Zionist Congress delegates in mass protest

[Photo is courtesy of Gili Getz.] What follows are the two opening paragraphs of an article by Elisheva Goldberg, the media and policy director for the New Israel Fund and a contributing writer for Jewish Currents, where this was posted on May 3rd:

As the World Zionist Congress (WZC)—a major gathering of world Jewry—met at the Jerusalem Convention Center on April 20th, hundreds of the congress’s delegates gathered outside the venue instead. Draped in blue and white flags and wearing black t-shirts that read “Saving Israeli Democracy” in Hebrew or English, the group, which included Jews from 12 countries, marched to Israel’s Supreme Court, where they held a demonstration in solidarity with Israel’s anti-judicial overhaul demonstrators.

Ken Bob, president of the progressive Zionist organization Ameinu, said that he had never seen WZC delegates walk out of a congress before. Nomi Colton-Max, a delegation leader from Ameinu and a vice president of the US-based American Zionist Movement (AZM), told Jewish Currents she organized the action with the help of Brothers-in-Arms and UnXeptable—Israeli groups that have been active in the country’s months-long protests against the planned judicial overhaul. Colton-Max said liberal and progressive WZC delegates like herself “wanted to say that diaspora Jews are also against this government. We wanted to say to the Zionist Congress, ‘You can’t ignore [the judicial overhaul] in your agenda.’”

This in-person session of the World Zionist Congress was a Covid-delayed event reflecting the election of delegates in 2020. Launched in Basil, Switzerland in 1897 by Theodor Herzl, the WZC is the legislative body of the World Zionist Organization (the WZO). During the British Mandate until Israel’s independence in 1948, the WZO exercised nominal authority over the Jewish Agency for Palestine, which functioned as an embryonic government for the Yishuv, the growing Jewish community there. After the birth of Israel as a state, both the WZO and the Jewish Agency (now the Jewish Agency for Israel) continued to exist, but with diminished capacity and a mix of functions very much in the shadow of Israel’s government. Still, as a largely elected body, the World Zionist Congress provides a forum that’s widely reflective of world Jewish opinion.

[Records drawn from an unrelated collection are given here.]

PR #2959, opened 2019-07-28
[GraphQL] Resolver Stages

alanpoulain:
| Q             | A
| ------------- | ---
| Bug fix?      | no
| New feature?  | yes
| BC breaks?    | no
| Deprecations? | no
| Tests pass?   | yes
| Fixed tickets | #1904
| License       | MIT
| Doc PR        |

This PR introduces **Stages** for the Resolvers.

They are the counterpart of the EventListeners in REST.

Each Stage can be decorated in order to have more control in the Resolver flow.

The Stages are:
- ReadStage
- DeserializeStage
- ValidateStage
- DenyAccessStage
- WriteStage
- SerializeStage

This PR also introduce a SerializerContextBuilder in order to be able to control the serialization in the Resolvers.

PR #2978, opened 2019-08-09
[Proposal] Add Stages

alanpoulain:
| Q             | A
| ------------- | ---
| Bug fix?      | no
| New feature?  | yes
| BC breaks?    | no
| Deprecations? | no
| Tests pass?   | yes
| Fixed tickets |
| License       | MIT
| Doc PR        |

As I've done with GraphQL (https://github.com/api-platform/core/pull/2959), I would like to do the same for the REST part.

The aim is to create **Stage** services.

They will be responsible for all the stages (or steps) API Platform is doing to resolve a request.

They will be independent of the request and will be used by the event listeners.

A lot of benefits:
- instead of using events and having issues with priorities (https://api-platform.com/docs/core/events/), the services could be decorated instead;
- since they will be independent of events and the request, they could be used in different contexts (I'm thinking of Laravel for instance).

Right now I've only done the read stage. Behat tests are passing.

WDYT @api-platform/core-team?

### DIFF
--- a/src/EventListener/ReadListener.php
+++ b/src/EventListener/ReadListener.php
@@ -15,14 +15,13 @@ namespace ApiPlatform\Core\EventListener;
 
 use ApiPlatform\Core\DataProvider\CollectionDataProviderInterface;
 use ApiPlatform\Core\DataProvider\ItemDataProviderInterface;
-use ApiPlatform\Core\DataProvider\OperationDataProviderTrait;
 use ApiPlatform\Core\DataProvider\SubresourceDataProviderInterface;
-use ApiPlatform\Core\Exception\InvalidIdentifierException;
-use ApiPlatform\Core\Exception\RuntimeException;
+use ApiPlatform\Core\Exception\NotFoundException;
 use ApiPlatform\Core\Identifier\IdentifierConverterInterface;
 use ApiPlatform\Core\Metadata\Resource\Factory\ResourceMetadataFactoryInterface;
-use ApiPlatform\Core\Metadata\Resource\ToggleableOperationAttributeTrait;
 use ApiPlatform\Core\Serializer\SerializerContextBuilderInterface;
+use ApiPlatform\Core\Stage\ReadStage;
+use ApiPlatform\Core\Stage\ReadStageInterface;
 use ApiPlatform\Core\Util\RequestAttributesExtractor;
 use ApiPlatform\Core\Util\RequestParser;
 use Symfony\Component\HttpKernel\Event\GetResponseEvent;
@@ -35,21 +34,29 @@ use Symfony\Component\HttpKernel\Exception\NotFoundHttpException;
  */
 final class ReadListener
 {
-    use OperationDataProviderTrait;
-    use ToggleableOperationAttributeTrait;
-
     public const OPERATION_ATTRIBUTE_KEY = 'read';
 
+    private $readStage;
     private $serializerContextBuilder;
 
-    public function __construct(CollectionDataProviderInterface $collectionDataProvider, ItemDataProviderInterface $itemDataProvider, SubresourceDataProviderInterface $subresourceDataProvider = null, SerializerContextBuilderInterface $serializerContextBuilder = null, IdentifierConverterInterface $identifierConverter = null, ResourceMetadataFactoryInterface $resourceMetadataFactory = null)
+    public function __construct(/*CollectionDataProviderInterface */$readStage, /*ItemDataProviderInterface */$serializerContextBuilder/*, SubresourceDataProviderInterface $subresourceDataProvider = null, SerializerContextBuilderInterface $serializerContextBuilder = null, IdentifierConverterInterface $identifierConverter = null, ResourceMetadataFactoryInterface $resourceMetadataFactory = null*/)
     {
-        $this->collectionDataProvider = $collectionDataProvider;
-        $this->itemDataProvider = $itemDataProvider;
-        $this->subresourceDataProvider = $subresourceDataProvider;
+        $this->readStage = $readStage;
         $this->serializerContextBuilder = $serializerContextBuilder;
-        $this->identifierConverter = $identifierConverter;
-        $this->resourceMetadataFactory = $resourceMetadataFactory;
+
+        if (\func_num_args() > 2) {
+            @trigger_error(sprintf('Not injecting only "%s" and "%s" is deprecated since API Platform 2.5 and will not be possible anymore in API Platform 3', ReadStageInterface::class, SerializerContextBuilderInterface::class), E_USER_DEPRECATED);
+
+            $collectionDataProvider = $readStage;
+            $itemDataProvider = $serializerContextBuilder;
+            $subresourceDataProvider = func_get_arg(2);
+            $serializerContextBuilder = func_get_arg(3);
+            $identifierConverter = func_get_arg(4);
+            $resourceMetadataFactory = func_get_arg(5);
+
+            $this->readStage = new ReadStage($collectionDataProvider, $itemDataProvider, $subresourceDataProvider, $identifierConverter, $resourceMetadataFactory);
+            $this->serializerContextBuilder = $serializerContextBuilder;
+        }
     }
 
     /**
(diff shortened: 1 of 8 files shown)


src/Stage/ReadStage.php
```diff
@@ -0,0 +1,95 @@
...
+        $this->itemDataProvider = $itemDataProvider;
+        $this->subresourceDataProvider = $subresourceDataProvider;
+        $this->identifierConverter = $identifierConverter;
+        $this->resourceMetadataFactory = $resourceMetadataFactory;
+    }
+
+    /**
+     * {@inheritdoc}
+     */
+    public function apply(array $attributes, array $parameters, ?array $filters, string $method, array $normalizationContext)
```
dunglas: Instead of this long list of unstructured and untyped parameters, shouldn't we introduce a new `ApiRequest` or `ApiQuery`/`ApiCommand` class(es), that we'll construct from the (Symfony/Laravel/PSR-7) HTTP request, or from the GraphQL query, or from any other source of request regarless of the protocol. It will allow to have a more strict typing, and will improve the evolvability of API Platform (in case we need to add more data over the time).

Basically, the responsibility of the Symfony Event Listener, or of the Laravel middleware, or of the GraphQL resolver would be to create this `ApiRequest` instance.

src/Stage/ReadStage.php
```diff
@@ -0,0 +1,95 @@
...
+            $context[IdentifierConverterInterface::HAS_IDENTIFIER_CONVERTER] = true;
+        }
+
+        try {
+            $identifiers = $this->extractIdentifiers($parameters, $attributes);
+
+            if (isset($attributes['item_operation_name'])) {
+                $data = $this->getItemData($identifiers, $attributes, $context);
+            } elseif (isset($attributes['subresource_operation_name'])) {
+                // Legacy
```
dunglas: Why legacy? It's a valid use case to not inject a `SubResourceDataPprovider` (especially if you use the library directly, without the Symfony bridge).

src/Stage/ReadStageInterface.php
```diff
@@ -0,0 +1,29 @@
...
+ * For the full copyright and license information, please view the LICENSE
+ * file that was distributed with this source code.
+ */
+
+declare(strict_types=1);
+
+namespace ApiPlatform\Core\Stage;
+
+/**
+ * Retrieves data from the applicable data provider and sets it as a request parameter called data.
```
dunglas: Outdated

src/EventListener/ReadListener.php
```diff
@@ -60,61 +57,33 @@ public function __construct(CollectionDataProviderInterface $collectionDataProvi
...
+        }
+
+        if ($normalizationContext) {
+            // Builtin data providers are able to use the serialization context to automatically add join clauses
+            $request->attributes->set('_api_normalization_context', $normalizationContext);
         }
 
         $request->attributes->set('data', $data);
-        $request->attributes->set('previous_data', \is_object($data) ? clone $data : $data);
+        $request->attributes->set('previous_data', \is_object($data) && (new \ReflectionClass(\get_class($data)))->isCloneable() ? clone $data : $data);
```
dunglas: This should be backported on 2.4 as a bugfix.

src/EventListener/ReadListener.php
```diff
@@ -35,21 +34,19 @@
...
-    use OperationDataProviderTrait;
-    use ToggleableOperationAttributeTrait;
-
     public const OPERATION_ATTRIBUTE_KEY = 'read';
 
     private $serializerContextBuilder;
+    private $readStage;
 
-    public function __construct(CollectionDataProviderInterface $collectionDataProvider, ItemDataProviderInterface $itemDataProvider, SubresourceDataProviderInterface $subresourceDataProvider = null, SerializerContextBuilderInterface $serializerContextBuilder = null, IdentifierConverterInterface $identifierConverter = null, ResourceMetadataFactoryInterface $resourceMetadataFactory = null)
+    public function __construct(CollectionDataProviderInterface $collectionDataProvider, ItemDataProviderInterface $itemDataProvider, SubresourceDataProviderInterface $subresourceDataProvider = null, SerializerContextBuilderInterface $serializerContextBuilder = null, IdentifierConverterInterface $identifierConverter = null, ResourceMetadataFactoryInterface $resourceMetadataFactory = null, ReadStageInterface $readStage = null)
```
dunglas: Shouldn't the listener depend only of this new service? And this new service be the first parameter, and passing all other services been deprecated?

src/Stage/ReadStageInterface.php
```diff
@@ -0,0 +1,29 @@
...
+ * @author Alan Poulain <contact@alanpoulain.eu>
+ */
+interface ReadStageInterface
+{
+    public const OPERATION_ATTRIBUTE_KEY = 'read';
+
+    /**
+     * @return object|iterable|null
+     */
+    public function apply(array $attributes, array $parameters, ?array $filters, string $method, array $normalizationContext);
```
dunglas: `apply` isn't very descriptive (I'm not a fond of "stage" too btw :D). Can't we more explicit names?

src/Stage/ReadStage.php
```diff
@@ -0,0 +1,95 @@
...
+use ApiPlatform\Core\Identifier\IdentifierConverterInterface;
+use ApiPlatform\Core\Metadata\Resource\Factory\ResourceMetadataFactoryInterface;
+use ApiPlatform\Core\Metadata\Resource\ToggleableOperationAttributeTrait;
+
+/**
+ * Retrieves data from the applicable data provider and sets it as a request parameter called data.
+ *
+ * @author Alan Poulain <contact@alanpoulain.eu>
+ */
+final class ReadStage implements ReadStageInterface
```
dunglas: Why isn't this class also used by the GraphQL resolver?

src/Stage/ReadStageInterface.php
```diff
@@ -0,0 +1,29 @@
...
+declare(strict_types=1);
+
+namespace ApiPlatform\Core\Stage;
+
+/**
+ * Retrieves data from the applicable data provider and sets it as a request parameter called data.
+ *
+ * @author Alan Poulain <contact@alanpoulain.eu>
+ */
+interface ReadStageInterface
```
dunglas: I wonder if this new concept is really necessary. Does this logic belong to the DataProvider? Or should we create a `ApiRequestFactory` class instead (see my previous comment?). I'm not sure yet, I need to think about it, but I've the feeling that we're introducing unnecessary indirection layers.

src/Stage/ReadStage.php
```diff
@@ -0,0 +1,95 @@
...
+use ApiPlatform\Core\DataProvider\SubresourceDataProviderInterface;
+use ApiPlatform\Core\Exception\InvalidIdentifierException;
+use ApiPlatform\Core\Exception\NotFoundException;
+use ApiPlatform\Core\Exception\RuntimeException;
+use ApiPlatform\Core\Identifier\IdentifierConverterInterface;
+use ApiPlatform\Core\Metadata\Resource\Factory\ResourceMetadataFactoryInterface;
+use ApiPlatform\Core\Metadata\Resource\ToggleableOperationAttributeTrait;
+
+/**
+ * Retrieves data from the applicable data provider and sets it as a request parameter called data.
```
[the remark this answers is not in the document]
alanpoulain: You think? It's basically what this stage does (excepted the set part which I can remove).

src/Stage/ReadStage.php
alanpoulain: I've always wondered if it would be interesting to introduce this kind of class instead of having a lot of parameters and a `context` array with more things inside :sweat_smile:
I'm :+1: for it.

src/Stage/ReadStage.php
alanpoulain: Not my code here but I can remove the comment. The `SubresourceData` is mandatory in the GraphQL read stage.

src/Stage/ReadStageInterface.php
alanpoulain: See above.

src/EventListener/ReadListener.php
alanpoulain: This is not really a bugfix. It's because now this method is *always* called whereas before it was not called if the operation was a collection.

src/EventListener/ReadListener.php
alanpoulain: You're right.

src/Stage/ReadStageInterface.php
alanpoulain: Which one do you have in mind? Something like `read`?
I know you would say that :smile: Naming is really hard and subjective. "Stage" was interesting because it was not used and its meaning was alright: it's a "step in a process".

src/Stage/ReadStage.php
alanpoulain: I would like to merge both too but sadly they are very different. I don't think it will be doable easily.

src/Stage/ReadStageInterface.php
alanpoulain: I think their responsibility is clear:
- allow or not to apply the stage
- extract, collect and normalize the right parameters (mainly extract the identifiers and build the (de)normalization context)
- call the good "solver"
We *could* add the second point inside an `ApiRequestFactory`. But IMO it will not necessarily be a good thing. It will have a lot of conditional clauses and could quickly become a monster.
And I don't know where we could put the other parts. Maybe having a `ChainDataProvider` and modify the `ChainDataPersister` to choose the right method (`persist` or `remove` to call based on the `ApiRequest`)?

alanpoulain: Also IMHO, it's easier for the user to understand and decorate this kind of service than to use the data provider / persister and the serializer.

src/EventListener/ReadListener.php
dunglas: An issue has been reported for non-cloneable objects IIRC

src/Stage/ReadStageInterface.php
dunglas: I’m really not sure about the last point! It’s more concepts to learn with no clear responsibilities.

src/Stage/ReadStageInterface.php
dunglas: Stage sounds like “util” or “service” to me: too generic and not very descriptive

src/Stage/ReadStage.php
dunglas: But then it doesn’t fix the issue of having good extensions points working both for REST and GraphQL. Which is one of the goals.

alanpoulain: Why not having different ones? The need to use both REST and GraphQL is not common. It would just mean having two different service names to use.

src/EventListener/ReadListener.php
alanpoulain: In this case, without this change, the tests wouldn't pass.

src/Stage/ReadStageInterface.php
alanpoulain: I guess it depends of the developer and their way to think.
But a lot of developers are using the events already to add more logic so the need is there IMO.

src/Stage/ReadStageInterface.php
alanpoulain: But it is something kind of generic. It's a step or an operation. How would you call the `read`, `serialize`, `validate`, etc. things?

bendavies: Make it a callable? `__invoke`?

alanpoulain: Good idea! WDYT @dunglas?

dunglas:
I need to find some time to dive deeper into this. I'm still not convinced that we need this new layer of complexity. I also don't like the fact that this new class isn't used by the GraphQL subsystem.

src/Stage/ReadStage.php
Goutte: To me it's very common, implementing both.  That's actually what drove me to API Platform in the first place, I thought it would provide a(nother) way to DRY my Controllers and Resolvers.  If you feel it's too much work for this MR, that's of course your prerogative, but please don't sacrifice forever the goal of unification.  Also, `Stage` feels okay ; it fits, and I can't find anything I deem more suitable.

alanpoulain: We could introduce stage for both REST and GraphQL, but the service will be an empty shell with practically no code IMO. It will be just there to be decorated.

Ms. Goldberg’s article goes on to report that liberal delegates besieged MK Simcha Rothman, the chief legislative architect of the Netanyahu government’s radical judicial overhaul plan, inside the Jerusalem convention center, after he had arrived to confer privately with delegates from the Zionist Organization of America, a far-right contingent. Police had to be called to extricate him from the building. Probably fearing a similarly embarrassing brouhaha, Prime Minister Netanyahu cancelled his address at the General Assembly of the Jewish Federations of North America, which convened in Tel Aviv right after the WZC ended.

A right-wing “filibuster,” mentioned in the article, prevented progressive resolutions from being voted upon in the hall. But the window will be open for electronic voting by delegates from their home countries on May 21-23. These resolutions include: affirming the importance of Israel’s Declaration of Independence, with a special emphasis upon its liberal, democratic and inclusive character; defending the status of the judiciary as vital to the maintenance of checks & balances within Israel’s government; opposition to restrictive changes in the Law of Return which would challenge the legitimacy of non-Orthodox conversions to Judaism; and affirming the rights of all sexual orientations and gender identities.

Goldberg’s piece was a mostly sympathetic report on what transpired. The only discordant notes were two brief comments from Rabbi Alissa Wise of the Jewish Voice for Peace, who derided the significance of what happened at the Congress and questioned the value of anything having to do with Zionism.